## WHAT YOU ARE ASKED TO DO
Scan each line of the entries below for the word "found" and count the ones where it appears. The answer is that number alone.

## GIVEN INFORMATION
Issue #10619, opened 2023-04-06
logging options ignored in containers or systemd environment


kruskall:
**APM Server version** (`apm-server version`): https://github.com/elastic/apm-server/commit/fa98d98a3fae65ac7e3cb91b7246b8636250030c

**Description of the problem including expected versus actual behavior**:

While working on https://github.com/elastic/apm-server/issues/10467 I was having issues trying to setup a provisioner that would copy the apm-server logs to the local environment before destroying the ec2 instance.
Further investigation revealed that the logging options were being ignored.
I assume that's because the process will always log to stderr in a container or systemd environment:

https://github.com/elastic/apm-server/blob/fa98d98a3fae65ac7e3cb91b7246b8636250030c/internal/beatcmd/logging.go#L56

I don't think we should ignore the logging option if logging to file has been explicitly set. 

The library we are using (elastic-agent-libs) already has something similar, falling back to stderr for specific environments if an explicit option has not been configured: https://github.com/elastic/elastic-agent-libs/blob/main/logp/core.go#L134

**Steps to reproduce**:

Please include a *minimal* but *complete* recreation of the problem,
including server configuration, agent(s) used, etc.  The easier you make it
for us to reproduce it, the more likely that somebody will take the time to
look at it.

 1. start apm-server in a container or systemd environment with the following options:
```
logging.to_files: true
logging.files:
  path: /var/log/apm-server
  name: apm-server
```

**Provide logs (if relevant)**:

Issue #10467, opened 2023-03-09
test: apm server managed by EA should not require Fleet anymore


simitt:
In `8.7`, the sourcemap and agent config logic were reworked to not depend on Fleet anymore. After this, there shouldn't be any technical requirements left why Fleet would be a required component when managed by Elastic Agent. Before we can officially support standalone Elastic Agent, we need to do some manual testing.
Setting up a [standalone Elastic Agent](https://www.elastic.co/guide/en/fleet/8.6/install-standalone-elastic-agent.html) and configure the apm server as integration, and test that
- [x] configuration and confg changes are picked up correctly by the apm-server
- [x] core features are working (data ingestion)
- [x] sourcemap works
- [x] apm agent configuration is working
- [ ] test whether output to logstash is working (not a hard requirement, but good to be aware if there are issues)
- [ ] test whether output to kafka is working (not a hard requirement, but good to be aware if there are issues)

If time permits, also add an automated smoke test for standalone Elastic agent with apm.

simitt:
@kruskall afair from our sync, this is done - could you tick the boxes and close the issue, except if there is anything else left to do.

kruskall:
Ok, I can confirm everything is working and we now have a systemtest for EA managed APM Server.

I haven't tested the kafka/logstash output

kruskall:
> Ok, I can confirm everything is working and we now have a systemtest for EA managed APM Server.

FWIW I thought this was an issue with the agentcfg default credentials but there seems to be some strange issue with the go agent.
To expand on this: I used the go agent and the capture headers option to quickly send requests with curl to a small go program to make sure remote agent config was being applied.

After some investigation, debug logging and changing agent option I confirmed the feature was working but here's the debug log from the APM Go agent:

```
{"level":"debug","message":"central config update: updated capture_body to all"}
{"level":"warning","message":"central config failure: unsupported config: capture_headers"}
{"level":"debug","message":"central config update: updated log_level to debug"}
```

The capture headers doesn't seem to be recognized so the settings in the APM tab has no effect. I don't think this is an issue with the Elastic agent managed APM Server but I don't think this is intended.

simitt:
@kruskall can you bring the go-agent observations to some other format (slack, dedicated issue, etc)?

Thanks for the update, closing this issue then.

kruskall:
> @kruskall can you bring the go-agent observations to some other format (slack, dedicated issue, etc)?

[...]

PR #10636, opened 2023-04-11
test: retrieve apm-server log during smoke tests and move config to template

kruskall:
## Motivation/summary

Improve the current smoke test for supported os:
- switch to terraform `templatefile` and move the template to a separate file
- retrieve apm-server logs with a destroy time provisioner

Log retrieval is currently broken because of https://github.com/elastic/apm-server/issues/10619

This PR is the result of backporting the work on https://github.com/elastic/apm-server/issues/10467 to the current supported-os smoke test

## Checklist

## How to test these changes

1. `EC_API_KEY=<api-key> TEST_DIR=testing/smoke/supported-os/ make smoketest/run`
1. smoke tests are passing


testing/smoke/supported-os/main.tf
```diff
@@ -164,6 +175,19 @@ resource "aws_instance" "apm" {
...
 
+resource "null_resource" "getapmserverlogs" {
+  triggers = {
+    user        = local.image_ssh_users[var.aws_os]
+    host        = aws_instance.apm.public_ip
+    private_key = aws_key_pair.provisioner_key.key_name
+  }
+
+  provisioner "local-exec" {
+    when    = destroy
```
marclop, line 186: Nice!

marclop (commented):
Looks good, should we also update the CI pipeline to store that log file as an artifact?

kruskall:
> should we also update the CI pipeline to store that log file as an artifact?

That's a great idea!

smoke tests are being moved to github actions so I think we should do it in https://github.com/elastic/apm-server/pull/10654. WDYT ?

testing/smoke/supported-os/main.tf
```diff
@@ -164,6 +175,19 @@ resource "aws_instance" "apm" {
   vpc_security_group_ids = [aws_security_group.main.id]
 }
 
+resource "null_resource" "getapmserverlogs" {
```
marclop, line 178: I haven't tested this, will it always run before the `aws_instance` is destroyed?

marclop:
```suggestion
resource "null_resource" "apm_server_log" {
```

marclop (approved):
@kruskall could you create an issue about doing that or make sure that gets done, so we don't forget about it?

PR #10654, opened 2023-04-13
ci: migrate smoke tests to github actions

amannocci:
## Description

* Remove Jenkins Smoke Tests ESS pipeline.
* Remove Jenkins Smoke Tests OS pipeline.
* Migrate Smoke Tests OS to GitHub Actions.
* Migrate Smoke Tests ESS to GitHub Actions.

## Motivation & Context

* Jenkins will be decommissioned and we need to move away from it.


dmathieu:
Do you have a link to a run of that new action?

.github/workflows/smoke-tests.yml
```diff
@@ -0,0 +1,90 @@
...
+          vault-url: ${{ secrets.VAULT_ADDR }}
+          vault-role-id: ${{ secrets.VAULT_ROLE_ID }}
+          vault-secret-id: ${{ secrets.VAULT_SECRET_ID }}
+      - name: Run smoke tests ${{ matrix.test }} for ${{ matrix.version }}
+        run: make smoketest/run-version TEST_DIR=${{ matrix.test }} SMOKETEST_VERSION=${{ matrix.version }}
+      - if: always()
+        name: Teardown smoke test infra
+        run: make smoketest/cleanup TEST_DIR=${{ matrix.test }}
+
+  smoke-tests-os:
```
simitt, line 68: These tests are currently run for `'main', '8.<minor>', '8.<next-patch>'` (see 
[def](https://github.com/elastic/apm-server/pull/10654/files#diff-74ea6b734b6243d4e4e4dddde4234041d59d005d03fbc87f7265d32065a73df2L24)); where is this defined in the github worfklow?

simitt (changes requested):
Thanks for making these changes. Haven't done a completely deep review, but left some comments already. 

The [Smoke test status in the README](https://raw.githubusercontent.com/elastic/apm-server/main/README.md) and the [dev-docs section on smoke tests](https://github.com/elastic/apm-server/blob/main/dev_docs/TESTING.md#smoke-testing) also need to get updated to point to the changed test runs.

.github/workflows/smoke-tests.yml
amannocci: I checked the current [behavior](https://apm-ci.elastic.co/job/apm-server/job/smoke-tests-os-mbp/ ) and currently only the `main` branch is scheduled.
It isn't scheduling `8.x` due to the missing `.ci/smoke-tests-os.groovy` Jenkins script.
Does the list above explicit? Do we need to run `Smoke Tests OS` on `main`, `8.7` and `8.7.1` branches?

simitt: oh interesting; yes it would be good to run the smoke tests on these branches; 
`'8.<minor>', '8.<next-patch>'` make more sense when we are in FF phase, e.g. once we branch out `8.8` but before releasing it we would run the smoke tests on `main` (`8.9.0`), `8.8.0` (unreleased), `8.7.1` (next patch version to be released).

.ci/scripts/smoke-tests-matrix.sh
reakaleek, line 1: The output of this script looks similar to the output of the [elastic-stack-snapshot-branches](https://github.com/elastic/apm-pipeline-library/blob/main/.github/actions/elastic-stack-snapshot-branches/README.md) action.

I understand that the output of this script is slightly different.

Nevertheless, WDYT? Can we maybe add this behaviour to the action with an extra attribute? Would that make sense?

.github/workflows/generate-smoke-tests-list/action.yml
```diff
@@ -0,0 +1,38 @@
+---
+
+name: generate-smoke-tests-list
+description: Generate smoke tests list
+
+inputs:
+  vault-url:
```
reakaleek, line 7: I know kebab-case is actually the GH convention for naming inputs. But in the apm-pipeline-library actions, we mainly use camelCase. 
Would it make sense to align this?

reakaleek (approved):
LGTM. Just some minor notes.

.ci/scripts/smoke-tests-matrix.sh
amannocci: It makes sense to use it for the normal phase. In that case, we need an extra argument to exclude some branches.
However, I'm not sure it will work as expected for the FF phase since we have a new branch.
This new branch will only become active after the release.

v1v: > The output of this script looks similar to the output of the [elastic-stack-snapshot-branches](https://github.com/elastic/apm-pipeline-library/blob/main/.github/actions/elastic-stack-snapshot-branches/README.md) action.

It reads [branches.json](https://storage.googleapis.com/artifacts-api/snapshots/branches.json) and that file is generated automatically as part of the `source of truth` automation done in [branches.json](https://github.com/elastic/apm-pipeline-library/blob/main/.ci/generate-snapshots.sh) (definitely to be improved in the future but at the moment the contract is the files generated in the [artifacts-api](https://storage.googleapis.com/artifacts-api) Google bucket)

The [getBranchesFromAliases](https://github.com/elastic/apm-pipeline-library/blob/main/vars/getBranchesFromAliases.groovy) function reads the file [releases.properties](https://github.com/elastic/apm-pipeline-library/blob/main/resources/versions/releases.properties) and does some manipulation.

I think `elastic-stack-snapshot-branches` and `getBranchesFromAliases` are doing the same for different CIs.

On the other hand, when a FF phase, then `elastic-stack-snapshot-branches` will list all the minor active branches, so if a new branch is created then `main`, `8.X`, `8.X-1` and `7.17`

if FF phase is regarding a new path then `elastic-tack-snapshot-branches` will list `main`, `8.X`, `7.17`

where `X` represents the minor number and `X-1` represents the previous minor number, i.e: `8.8` and `8.7`

Will it be possible to use `elastic-stack-snapshot-branches` in favour of reusing the existing implementation as it used by the CI itself?

.github/workflows/smoke-tests.yml
amannocci: I replace the script with a GitHub Actions doing the same.

.github/workflows/generate-smoke-tests-list/action.yml
v1v: I just raised an internal GH issue so we can agree, as a team, what to do with these conventions

.github/workflows/setup-cluster-env/action.yml
```diff
@@ -0,0 +1,42 @@
...
+      with:
+        url: ${{ inputs.vault-url }}
+        roleId: ${{ inputs.vault-role-id }}
+        secretId: ${{ inputs.vault-secret-id }}
+        method: approle
+        secrets: |
+          ${{ env.EC_KEY_SECRET }} apiKey | EC_API_KEY ;
+          ${{ env.AWS_ACCOUNT_SECRET }} user | AWS_PROFILE ;
+          ${{ env.AWS_ACCOUNT_SECRET }} csv | AWS_ACCOUNT_IMPORT
+    - run: |
```
v1v, line 37: Nit: step name so it can help with knowing what it does when running a multiline script

Makefile
```diff
@@ -332,7 +332,7 @@ testing/rally/corpora:
 SMOKETEST_VERSIONS ?= latest
 # supported-os tests are exclude and hence they are not running as part of this process
 # since they are required to run against different versions in a different CI pipeline.
-SMOKETEST_DIRS = $$(find $(CURRENT_DIR)/testing/smoke -mindepth 1 -maxdepth 1 -type d | grep -v supported-os)
+SMOKETEST_DIRS = $$(find $(CURRENT_DIR)/testing/smoke -mindepth 1 -maxdepth 1 -type d | grep -v supported-os | jq -cnR '[inputs | select(length > 0)]')
```
v1v, line 335: What's the reason for using the pipe with the jq?

README.md
```diff
@@ -1,5 +1,5 @@
 [![Build Status](https://apm-ci.elastic.co/buildStatus/icon?job=apm-server/apm-server-mbp/main)](https://apm-ci.elastic.co/job/apm-server/job/apm-server-mbp/view/change-requests/job/main/)
-[![Smoke Tests on ESS](https://apm-ci.elastic.co/buildStatus/icon?job=apm-server/smoke-tests-ess-mbp/main&subject=smoke%20tests)](https://apm-ci.elastic.co/job/apm-server/job/smoke-tests-ess-mbp/job/main/)
+[![Smoke Tests](https://github.com/elastic/apm-server/actions/workflows/smoke-tests-schedule.yml/badge.svg)](https://github.com/elastic/apm-server/actions/workflows/smoke-tests-schedule.yml)
```
v1v, line 2: Maybe a build badge per smoke test type?

dev_docs/TESTING.md
```diff
@@ -145,8 +145,8 @@ be configured to use an ECE installation) with some light bash scripting which i
 and upgrades, but ensures there aren't any major problems with APM Server accepting and indexing events where
 it should.
 
-The smoke tests can be found under [`testing/smoke`](./../testing/smoke) and the latest CI runs can be found in
-the [APM CI dashboard](https://ela.st/apm-server-smoke-tests).
+The smoke tests can be found under [`testing/smoke`](./../testing/smoke) and the latest CI runs can be found on 
+[Github Actions](https://github.com/elastic/apm-server/actions/workflows/smoke-tests-schedule.yml).
```
v1v, line 149: Ditto, maybe one per smoke test types?

v1v (commented):
Overall LGTM, just a few minor comments

Makefile
amannocci: I allow us to return a JSON array instead of a list of paths separated by `\n`.

README.md
amannocci: Since we are using `workflow_call`, they aren't defined as separate workflows. Hence badges per smoke test type aren't defined.
Would you like to generate a badge per smoke test type? If so, we can add a `workflow_dispatch` trigger on both.

.github/workflows/setup-cluster-env/action.yml
```diff
@@ -0,0 +1,43 @@
...
+    - uses: hashicorp/vault-action@v2.5.0
+      with:
+        url: ${{ inputs.vault-url }}
+        roleId: ${{ inputs.vault-role-id }}
+        secretId: ${{ inputs.vault-secret-id }}
+        method: approle
+        secrets: |
+          ${{ env.EC_KEY_SECRET }} apiKey | EC_API_KEY ;
+          ${{ env.AWS_ACCOUNT_SECRET }} user | AWS_PROFILE ;
+          ${{ env.AWS_ACCOUNT_SECRET }} csv | AWS_ACCOUNT_IMPORT
```
v1v, line 36: These env variables are defined in the consumers of this reusable action, since they are the same, will it make sense to set those env variables within the context of this step?

Makefile
v1v: This breaks the existing implementation in the Makefile:
https://github.com/elastic/apm-server/blob/ae7acf930a2ef7b6074ce1de847025a0fec76c0d/Makefile#L360-L367

if `smoketest/discover` is the one used in this particular changeset, and no other consumers maybe the `jq` pipe can be added to the `smoketest/discover` make goal instead?

v1v (changes requested):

## SOLVED EXERCISE
2